[Saved data entries]
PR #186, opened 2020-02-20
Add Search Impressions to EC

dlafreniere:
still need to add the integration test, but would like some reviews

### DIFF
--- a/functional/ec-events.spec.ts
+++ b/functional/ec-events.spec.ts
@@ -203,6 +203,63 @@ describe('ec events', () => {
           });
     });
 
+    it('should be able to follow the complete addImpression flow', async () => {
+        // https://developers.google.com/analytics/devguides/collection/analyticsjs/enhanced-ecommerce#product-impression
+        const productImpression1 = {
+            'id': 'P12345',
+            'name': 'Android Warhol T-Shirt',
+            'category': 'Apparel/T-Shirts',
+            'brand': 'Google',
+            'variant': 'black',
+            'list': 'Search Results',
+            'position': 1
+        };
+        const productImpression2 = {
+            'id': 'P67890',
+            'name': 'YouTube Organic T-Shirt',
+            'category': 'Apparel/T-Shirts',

* * *

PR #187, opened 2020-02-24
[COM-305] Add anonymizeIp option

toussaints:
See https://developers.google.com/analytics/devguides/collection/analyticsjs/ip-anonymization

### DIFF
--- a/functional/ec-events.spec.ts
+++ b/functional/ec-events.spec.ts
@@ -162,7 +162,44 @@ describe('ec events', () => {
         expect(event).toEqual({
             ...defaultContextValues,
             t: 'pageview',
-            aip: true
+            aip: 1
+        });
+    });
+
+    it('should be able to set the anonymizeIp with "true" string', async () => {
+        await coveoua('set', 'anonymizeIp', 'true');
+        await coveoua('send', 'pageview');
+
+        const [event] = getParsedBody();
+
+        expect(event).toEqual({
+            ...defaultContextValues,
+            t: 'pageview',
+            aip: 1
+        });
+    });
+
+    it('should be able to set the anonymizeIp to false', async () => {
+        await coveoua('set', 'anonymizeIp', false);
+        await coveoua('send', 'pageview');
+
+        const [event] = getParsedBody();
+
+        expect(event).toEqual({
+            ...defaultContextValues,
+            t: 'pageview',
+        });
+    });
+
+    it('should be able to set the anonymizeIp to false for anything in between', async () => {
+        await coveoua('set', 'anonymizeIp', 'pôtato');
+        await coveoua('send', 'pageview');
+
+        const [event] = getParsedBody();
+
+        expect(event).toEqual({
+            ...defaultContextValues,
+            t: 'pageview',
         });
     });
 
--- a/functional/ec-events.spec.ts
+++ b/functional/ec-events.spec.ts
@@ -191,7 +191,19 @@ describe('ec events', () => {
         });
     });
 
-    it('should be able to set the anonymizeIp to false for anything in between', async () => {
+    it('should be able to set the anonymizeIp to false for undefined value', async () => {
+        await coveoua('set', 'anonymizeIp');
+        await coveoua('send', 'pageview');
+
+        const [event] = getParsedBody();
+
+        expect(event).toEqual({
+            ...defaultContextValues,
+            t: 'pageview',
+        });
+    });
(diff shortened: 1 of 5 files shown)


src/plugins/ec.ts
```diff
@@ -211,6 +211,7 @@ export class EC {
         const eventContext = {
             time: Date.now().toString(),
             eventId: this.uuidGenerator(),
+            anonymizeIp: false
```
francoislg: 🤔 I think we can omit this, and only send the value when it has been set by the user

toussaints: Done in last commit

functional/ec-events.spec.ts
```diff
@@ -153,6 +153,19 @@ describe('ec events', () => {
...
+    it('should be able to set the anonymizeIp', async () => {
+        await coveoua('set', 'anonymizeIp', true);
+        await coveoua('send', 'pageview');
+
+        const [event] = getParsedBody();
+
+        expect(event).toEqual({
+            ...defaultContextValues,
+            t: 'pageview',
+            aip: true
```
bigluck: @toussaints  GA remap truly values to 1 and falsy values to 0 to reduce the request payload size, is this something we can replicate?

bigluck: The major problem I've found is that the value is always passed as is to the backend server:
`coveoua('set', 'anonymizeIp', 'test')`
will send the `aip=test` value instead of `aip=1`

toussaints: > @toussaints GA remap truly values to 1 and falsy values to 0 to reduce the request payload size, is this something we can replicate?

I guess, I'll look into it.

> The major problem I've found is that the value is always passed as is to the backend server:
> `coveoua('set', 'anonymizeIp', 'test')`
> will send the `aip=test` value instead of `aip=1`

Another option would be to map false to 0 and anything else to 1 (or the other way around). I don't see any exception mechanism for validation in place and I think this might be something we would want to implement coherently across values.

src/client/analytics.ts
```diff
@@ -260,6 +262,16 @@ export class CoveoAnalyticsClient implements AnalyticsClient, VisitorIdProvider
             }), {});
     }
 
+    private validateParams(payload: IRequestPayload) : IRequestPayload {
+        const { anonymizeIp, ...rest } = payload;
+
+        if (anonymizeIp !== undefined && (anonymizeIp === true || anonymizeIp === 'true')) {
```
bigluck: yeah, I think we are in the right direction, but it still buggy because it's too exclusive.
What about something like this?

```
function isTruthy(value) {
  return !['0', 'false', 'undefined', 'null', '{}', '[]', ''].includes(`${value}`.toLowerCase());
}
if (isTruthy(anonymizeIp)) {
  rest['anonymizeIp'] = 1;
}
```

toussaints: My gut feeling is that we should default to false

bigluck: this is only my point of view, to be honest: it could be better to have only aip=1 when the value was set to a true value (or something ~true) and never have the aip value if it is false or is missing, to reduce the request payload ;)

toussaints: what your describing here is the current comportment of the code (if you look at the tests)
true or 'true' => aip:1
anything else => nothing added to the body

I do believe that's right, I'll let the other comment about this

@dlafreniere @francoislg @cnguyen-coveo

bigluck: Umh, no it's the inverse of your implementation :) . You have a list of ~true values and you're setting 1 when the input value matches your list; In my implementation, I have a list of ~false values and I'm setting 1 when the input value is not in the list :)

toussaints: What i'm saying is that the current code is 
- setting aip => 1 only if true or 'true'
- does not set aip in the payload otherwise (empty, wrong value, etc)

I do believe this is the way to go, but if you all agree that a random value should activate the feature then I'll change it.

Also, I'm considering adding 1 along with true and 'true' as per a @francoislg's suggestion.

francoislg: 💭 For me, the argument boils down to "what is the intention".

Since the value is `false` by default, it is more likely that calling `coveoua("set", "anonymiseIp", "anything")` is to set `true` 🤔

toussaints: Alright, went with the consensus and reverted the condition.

==

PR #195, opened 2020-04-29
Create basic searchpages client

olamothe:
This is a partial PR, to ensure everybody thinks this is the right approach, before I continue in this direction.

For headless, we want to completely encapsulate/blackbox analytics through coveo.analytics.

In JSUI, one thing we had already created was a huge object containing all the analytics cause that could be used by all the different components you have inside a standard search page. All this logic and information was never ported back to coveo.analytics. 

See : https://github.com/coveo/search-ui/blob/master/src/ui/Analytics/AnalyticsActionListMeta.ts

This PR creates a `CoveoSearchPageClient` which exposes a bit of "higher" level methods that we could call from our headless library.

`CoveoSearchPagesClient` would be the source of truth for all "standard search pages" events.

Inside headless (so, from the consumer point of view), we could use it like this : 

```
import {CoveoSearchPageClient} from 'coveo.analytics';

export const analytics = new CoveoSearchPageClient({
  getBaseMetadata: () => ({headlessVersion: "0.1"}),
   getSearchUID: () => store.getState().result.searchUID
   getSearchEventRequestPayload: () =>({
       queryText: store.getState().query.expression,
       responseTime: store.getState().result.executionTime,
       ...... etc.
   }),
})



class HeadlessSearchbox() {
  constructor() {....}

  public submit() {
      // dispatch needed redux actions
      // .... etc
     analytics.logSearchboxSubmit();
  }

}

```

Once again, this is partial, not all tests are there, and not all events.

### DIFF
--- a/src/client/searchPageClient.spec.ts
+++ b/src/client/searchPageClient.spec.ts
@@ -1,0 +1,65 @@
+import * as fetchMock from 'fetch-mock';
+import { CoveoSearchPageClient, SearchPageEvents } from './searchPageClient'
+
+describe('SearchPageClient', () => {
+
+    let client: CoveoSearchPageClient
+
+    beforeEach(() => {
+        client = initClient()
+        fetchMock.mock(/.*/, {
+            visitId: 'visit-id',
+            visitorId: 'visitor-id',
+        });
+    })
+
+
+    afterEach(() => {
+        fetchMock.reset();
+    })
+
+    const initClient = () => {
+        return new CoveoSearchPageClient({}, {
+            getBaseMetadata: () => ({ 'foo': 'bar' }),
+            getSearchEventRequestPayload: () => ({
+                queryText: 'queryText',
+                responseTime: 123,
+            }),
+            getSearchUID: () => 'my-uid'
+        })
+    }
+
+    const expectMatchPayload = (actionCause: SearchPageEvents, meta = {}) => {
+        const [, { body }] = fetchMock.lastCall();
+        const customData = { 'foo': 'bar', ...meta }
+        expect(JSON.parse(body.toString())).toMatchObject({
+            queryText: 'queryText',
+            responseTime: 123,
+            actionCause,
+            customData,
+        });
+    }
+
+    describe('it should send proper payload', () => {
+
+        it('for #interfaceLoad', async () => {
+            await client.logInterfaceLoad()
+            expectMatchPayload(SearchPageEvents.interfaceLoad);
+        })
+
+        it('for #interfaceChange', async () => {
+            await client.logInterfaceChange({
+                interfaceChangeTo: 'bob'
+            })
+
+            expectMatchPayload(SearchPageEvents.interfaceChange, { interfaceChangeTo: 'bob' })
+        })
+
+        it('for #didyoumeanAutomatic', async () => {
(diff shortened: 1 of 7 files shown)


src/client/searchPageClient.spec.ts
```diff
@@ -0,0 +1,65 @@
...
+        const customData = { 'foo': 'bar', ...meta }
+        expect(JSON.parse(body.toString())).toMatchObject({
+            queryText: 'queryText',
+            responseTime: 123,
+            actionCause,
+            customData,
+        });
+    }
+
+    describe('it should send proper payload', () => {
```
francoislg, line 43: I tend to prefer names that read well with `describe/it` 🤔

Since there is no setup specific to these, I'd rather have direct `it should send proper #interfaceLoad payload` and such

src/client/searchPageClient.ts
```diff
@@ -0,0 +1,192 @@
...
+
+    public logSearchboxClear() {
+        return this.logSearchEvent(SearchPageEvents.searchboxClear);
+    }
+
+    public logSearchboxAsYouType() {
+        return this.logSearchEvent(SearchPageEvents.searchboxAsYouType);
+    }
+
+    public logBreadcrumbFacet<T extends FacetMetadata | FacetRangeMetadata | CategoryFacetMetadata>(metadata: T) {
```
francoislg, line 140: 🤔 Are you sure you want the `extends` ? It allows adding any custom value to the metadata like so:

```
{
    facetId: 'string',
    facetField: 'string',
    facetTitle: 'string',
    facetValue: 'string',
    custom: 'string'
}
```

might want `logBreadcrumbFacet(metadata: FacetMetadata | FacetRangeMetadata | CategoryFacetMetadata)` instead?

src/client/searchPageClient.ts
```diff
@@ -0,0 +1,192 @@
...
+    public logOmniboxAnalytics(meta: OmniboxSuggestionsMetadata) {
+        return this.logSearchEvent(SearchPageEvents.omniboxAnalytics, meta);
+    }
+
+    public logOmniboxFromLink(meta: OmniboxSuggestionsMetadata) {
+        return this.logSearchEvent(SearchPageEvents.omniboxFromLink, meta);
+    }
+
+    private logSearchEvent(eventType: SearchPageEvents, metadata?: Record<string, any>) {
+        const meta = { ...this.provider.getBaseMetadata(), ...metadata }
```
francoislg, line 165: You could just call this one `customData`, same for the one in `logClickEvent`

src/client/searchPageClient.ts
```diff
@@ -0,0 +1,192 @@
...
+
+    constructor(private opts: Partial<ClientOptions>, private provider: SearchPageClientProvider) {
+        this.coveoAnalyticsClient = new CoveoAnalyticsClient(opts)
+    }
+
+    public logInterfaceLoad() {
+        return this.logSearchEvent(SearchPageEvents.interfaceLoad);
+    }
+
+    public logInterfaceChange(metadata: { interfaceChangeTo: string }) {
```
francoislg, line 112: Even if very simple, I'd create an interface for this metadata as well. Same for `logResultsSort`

▶ **YOUR ASSIGNMENT**
Wherever the string "well" occurs in the records, copy the line it is in.

▶ **RESULT**
francoislg, line 43: I tend to prefer names that read well with `describe/it` 🤔
francoislg, line 112: Even if very simple, I'd create an interface for this metadata as well. Same for `logResultsSort`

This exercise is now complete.